● **Stored data**:
PR #1356, opened 2024-06-04
[Bug] Adding and then removing a funding amount causes work to be lost

chiaberry:
## Associated issues

closes https://github.com/cityofaustin/atd-data-tech/issues/17596

## Testing
**URL to test:** 

https://deploy-preview-1356--atd-moped-main.netlify.app/moped/projects

**Steps to test:**

Go to the funding tab of a project and select Add a new funding source
In the row, choose a Source and then enter 100 in the Amount field but then delete the amount so it is blank. 
see that it saves correctly.

---
#### Ship list
- [x] Code reviewed 

### DIFF
--- a/moped-editor/src/views/projects/projectView/ProjectFundingTable.js
+++ b/moped-editor/src/views/projects/projectView/ProjectFundingTable.js
@@ -253,9 +253,7 @@ const ProjectFundingTable = () => {
       PopperComponent={CustomPopper}
       id={props.name}
       options={props.data}
-      renderInput={(params) => (
-        <TextField variant="standard" {...params} multiline />
-      )}
+      renderInput={(params) => <TextField variant="standard" {...params} />}
       getOptionLabel={(option) =>
         // if our value is a string, just return the string instead of accessing the name
         typeof option === "string" ? option : option[`${props.name}_name`]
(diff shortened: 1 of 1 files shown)


moped-editor/src/views/projects/projectView/ProjectFundingTable.js
```diff
@@ -253,9 +253,7 @@ const ProjectFundingTable = () => {
       PopperComponent={CustomPopper}
       id={props.name}
       options={props.data}
-      renderInput={(params) => (
-        <TextField variant="standard" {...params} multiline />
```
chiaberry, line 257: I removed multiline because there was a warning that shows up
```
ProjectFundingTable.js:649 A textarea element was provided to Autocomplete where input was expected.
This is not a supported scenario but it may work under certain conditions.
A textarea keyboard navigation may conflict with Autocomplete controls (for example enter and arrow keys).
Make sure to test keyboard navigation and add custom event handlers if necessary. 
```

And I dont think the autocompletes need to be multiline for this table

mddilley: Thanks for addressing this! 🙏 I agree that multiline is not needed since the chosen source or program is highlighted in the dropdown if someone needs to double-check their selection.

mddilley (approved):
Works great! I did not lose my data when bailing on a funding amount. 🎉 Thanks for bringing up moving more tables to DataGrid too. I think it would be great to explore the effort it would take to push the remaining uses of Material Table in that direction! 🚢

johnclary (approved):
👍 works as promised—no more error! 🚢

mddilley:
thanks again @chiaberry - merging this to wrap on QA testing! 🚀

● **WORK ORDER**: Your response should contain each line of the entries above that holds the string "more".

● **RESPONSE TO THE EXERCISE**:
Works great! I did not lose my data when bailing on a funding amount. 🎉 Thanks for bringing up moving more tables to DataGrid too. I think it would be great to explore the effort it would take to push the remaining uses of Material Table in that direction! 🚢
👍 works as promised—no more error! 🚢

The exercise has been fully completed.